The patients were divided into three groups; five received a high dose, five a low dose, and four a sham (sham) procedure.

After six months, those treated with the high dose improved by an average of 18 points on the gold standard Parkinson’s movement scale. Only a five to ten point change is considered medically significant.

In contrast, no significant improvement was seen in the low-dose and placebo groups.

Principal investigator, neuroscientist and Director of the US Rockefeller Institute for Neuroscience in West Virginia, Dr. Ali Rezai said:

“These safety and outcome results are excellent. The extent of improvements in motor scores in patients receiving high-dose therapy is highly encouraging for both patients and physicians, with significant quality-of-life improvement measures.”

He said this was the first clear sign that a single gene therapy could make a measurable difference in real-world function.

After the initial mobility gains were recorded, the scientists sent brain scans to artificial intelligence experts at University College London for independent analysis.

This confirmed that the circuits in the brain were physically changing; This suggests that the therapy rebalances brain networks that become out of control in Parkinson’s disease.

“We provided data from patients’ brain scans before, during and after treatment,” Dr Forbes said.

“The group from UCL and (AI company) Hologen were able to use their AI to look at the brain and show that we physically altered the circuits of the Parkinson’s patients we treated.”

AI analysis showed calming signals spreading to other brain regions, including the substantia nigra, the area where Parkinson’s disease begins and dopamine-producing cells die.

Parkinson’s prevents people from moving by killing dopamine-producing cells that control the body’s coordination. Without dopamine, the brain’s subthalamic nucleus, a region that regulates movement, goes into overdrive, sending out bursts of the chemical glutamate that causes tremors and stiffness.

Instead of supplementing dopamine, MeiraGTx’s therapy reverses the chemistry by delivering a gene called GAD (glutamic acid decarboxylase) to an overactive brain area.

The gene produces an enzyme that converts glutamate into GABA, the brain’s natural calming signal. This restores balance in the motor circuits and smoothes the movement.

“By silencing the circuits, we changed the physiology of the brain and saw improvements in movement,” Dr Forbes said.

The AI ​​data also suggested that the therapy did more than just aid movement; It appears to positively influence connections in areas linked to mood and memory, raising hopes that it could help with the depression and cognitive problems that often accompany Parkinson’s disease.

This is not MeiraGTx’s first success.
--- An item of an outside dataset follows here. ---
PR #647, opened 2022-08-05
Update cluster_resources.go - Shortcut 44743

edgarlanting:
When troubleshooting an issue we want to see and check the `PodDisruptionBudget` for any application. As we currently do not have that 'standard' output in our support bundle, this PR serves as an implementation of providing one with an overview of `PodDisruptionBudget` on a per-namespace basis.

The company has previously worked with Moorfields Eye Hospital in London to restore sight to blind children using a similar gene therapy approach.

“We treated children who were all born blind due to the lack of a single functional gene. When we transferred an accurate copy of the gene into the retina of these young children with a one-time injection, each treated child gained sight and their lives were transformed,” Dr Forbes said.
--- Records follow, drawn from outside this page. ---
PR #648, opened 2022-08-05
Add a check for longhorn volume replicas

### LINKED ISSUE #655: Warn when Longhorn or Ceph isn't configured with multiple replicas on HA clusters
### Problem to solve
We should warn when Longhorn or Ceph isn't configured properly in HA environments. We can likely safely make an assumption that a customer wouldn't want a single point of failure with the persistent storage provider if they have more than one node

### Definition of done:

* Includes a test to verify the collector and analyzer work
* The analyzer provides an explanation on how to resolve the issue for the user, linking to any additional information that might be needed to fix the issue.

danj-replicated:
This is to address part of internal shortcut 48952, aka #655 


edgarlanting (approved):
LGTM!

PR #649, opened 2022-08-09
Collect networkPolicies

danj-replicated:
This addresses internal shortcut 53924, and gives us some visibility to networkPolicies deployed in clusters.

The usefullness of this may be improved upon further with the addition of some kind of ip address mapping rather than opaque obfuscation.


diamonwiggins (approved):
lgtm

xavpaice (approved):

PR #670, opened 2022-08-17
Refactor in-clusters collectors to use struct per collector

### LINKED ISSUE #680: Switch Collector from struct to interface
## Outline 

With #665 we have Troubleshoot appending multiple specs provided on the CLI (or call) into one long spec.  Some collectors which may be specified more than once might have specific de-duplication rules which need to be taken into account, to avoid collecting the same thing multiple times.

This task is to enable a means to run a collector specific merge which could de-duplicate, or aggregate, based on the collector type.

In scope:
* one generic Collector type

Out of scope:
* Analyzer and Redactor de-duplication.

## Proposal

* change the `Collector` type to an interface with methods that include `Collect()`
* write a new generic type for collectors to use, that implements the interface
* modify each collector to use the generic type, so that it can be called with `collector.Collect()` to actually get the data
* Implement at least 1 merge to demonstrate how it works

Now the MeiraGTx team, based in Shoreditch, east London, is preparing for a large-scale global trial to confirm the Parkinson’s results.

People who no longer respond to medication and cannot receive effective long-term medical treatment will participate in the study.

If successful, this gene therapy treatment could be the first to both restore movement and slow the progression of the world’s fastest-growing neurological disease.

“These are really important stories,” Dr Forbes said. “This is science that has the potential to literally transform the lives of these patients and provide hope for millions of patients for whom no other effective treatments are available.”

Parkinson’s affects around 168,000 people in the UK and numbers are rising.

The results mean MeiraGTx’s treatment has now been granted accelerated status by the US regulator FDA, paving the way for a late-stage trial that could potentially support approval.

“This could be the beginning of a new era,” Dr Forbes said. “For the first time, we are seeing a significant improvement for this condition as well as a physiological change in the brain after a one-time gene therapy treatment.”